On Sun, Feb 26, 2012 at 1:11 PM, Stefan Keller <sfkeller@gmail.com> wrote:

> So to me the bottom line is, that PG already has reduced overhead at
> least for issue #2 and perhaps for #4.
> Remain issues of in-memory optimization (#2) and replication (#3)
> together with High Availability to be investigated in PG.

Yeah, the real "problem" pg has to deal with is that it writes to
disk, and expects that to provide durability, while voltdb (Mike's db
project) writes to multiple machines in memory and expects that to be
durable.  No way a disk subsystem is gonna compete with an in memory
cluster for performance.



On Sun, Feb 26, 2012 at 12:11 PM, Stefan Keller <sfkeller@gmail.com> wrote:
Thanks to all who responded so far. I got some more insights from Mike
Stonebraker himself in the USENIX talk Scott pointed to before.
I'd like to revise the four points a little bit I enumerated in my
initial question and to sort out what PG already does or could do:

1. Buffering Pool

To get rid of I/O bounds Mike proposes in-memory database structures.
He argues that it's impossible to be implemented by "old elephants"
because it would be a huge code rewrite since there is also a need to
store memory structures (instead disk oriented structures).
Now I'm still wondering why PG could'nt realize that probably in
combination with unlogged tables? I don't overview the respective code
but I think it's worthwhile to discuss even if implementation of
memory-oriented structures would be to difficult.

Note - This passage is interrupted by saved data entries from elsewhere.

PR #4, opened 2025-10-01
fix!: fixed error handling

pavelgj:
- **BREAKING CHANGE**: The `response` future returned by the `.stream()` method is now nullable (`Future<O?>`). This change supports improved error handling.

### DIFF
--- a/lib/src/client.dart
+++ b/lib/src/client.dart
@@ -19,487 +19,133 @@ import 'package:http/http.dart' as http;
 import 'exception.dart';
 import 'flow_response.dart';
 
-/// {@template remote_action}
-/// Represents a remote Genkit action (flow) that can be invoked or streamed.
-///
-/// This class is typically instantiated via [defineRemoteAction].
-/// It encapsulates the URL, default headers, HTTP client, and data conversion logic
-/// for a specific flow.
-///
-/// Type parameters for methods:
-///   - `I`: The type of the input data for the flow (inferred at call/stream time).
-///   - `O`: The type of the output data from a non-streaming flow invocation,
-///          or the type of the final response from a streaming flow (defined by fromResponse).
-///   - `S`: The type of the data chunks streamed from the flow (defined by fromStreamChunk).
-/// {@endtemplate}
-class RemoteAction<O, S> {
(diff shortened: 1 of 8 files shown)


lib/src/client.dart
```diff
@@ -19,26 +19,195 @@ import 'package:http/http.dart' as http;
...
+        },
+        cancelOnError: true,
+      );
+  onSubscription?.call(subscription);
+  setCancelCallback?.call(() {
+    if (!responseCompleter.isCompleted) {
+      responseCompleter.complete(null);
+    }
+  });
+
```
nozomi-koborinai, line 147:
```dart 
unawaited( 
  responseCompleter.future.catchError( 
    (error, stackTrace) => Future<O>.error(error, stackTrace), 
  ), 
); 
```

If we drop that in right before returning the future (and mirror it in RemoteAction.stream() right after streamFlow(...)), the future should stay “observed” even when a caller skips await, while callers that do await it still receive the same rejection. feels closer to what the JS client does—both handles surface the error—without introducing Future<O?>. What do you think?

lib/src/client.dart
```diff
@@ -19,26 +19,195 @@ import 'package:http/http.dart' as http;
...
+              GenkitException('Stream finished without a final result chunk.'),
+            );
+          }
+        },
+        cancelOnError: true,
+      );
+  onSubscription?.call(subscription);
+  setCancelCallback?.call(() {
+    if (!responseCompleter.isCompleted) {
+      responseCompleter.complete(null);
```
nozomi-koborinai, line 144:
```dart
responseCompleter.completeError(GenkitException('Stream cancelled.'));
```

lib/src/client.dart
pavelgj: unfortunately this doesn't seem to work... I already tried so many other options. :(
I think I'm going to merge it like this -- need working error handling. We can iterate at trying to make output throw properly...

lib/src/client.dart
pavelgj: unfortunately this causes a separate uncaught exception during cancellation... so part of the same problem.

The reason is that the data structures assume disk-based data structures, so they are written to be efficient to look up on disk but not as efficient in memory.

Note that VoltDB is a niche product and Stonebreaker makes this pretty clear.  However, the more interesting question is what the tradeoffs are when looking at VoltDB vs Postgres-XC.
 

2. Locking

This critique obviously does'nt hold for PG since we have MVCC here already.

3. WAL logging

Here Mike proposes replication over several nodes as an alternative to
WAL which fits nicely with High Availability. PG 9 has built-in
replication but just not for unlogged tables :-<

I find it interesting that two of the four areas he identifies have to do with durability.....
 

4. Latches

This is an issue I never heard before. I found some notion of latches
in the code but I does'nt seem to be related to concurrently accessing
btree structures as Mike suggests.
So if anyone could confirm that this problem exists producing overhead
I'd be interested to hear.
Mike proposes single-threads running on many cores where each core
processes a non overlapping shard.
But he also calls for ideas to invent btrees which can be processed
concurrently with as less memory locks as possible (instead of looking
to make btrees faster).

So to me the bottom line is, that PG already has reduced overhead at
least for issue #2 and perhaps for #4.
Remain issues of in-memory optimization (#2) and replication (#3)
together with High Availability to be investigated in PG.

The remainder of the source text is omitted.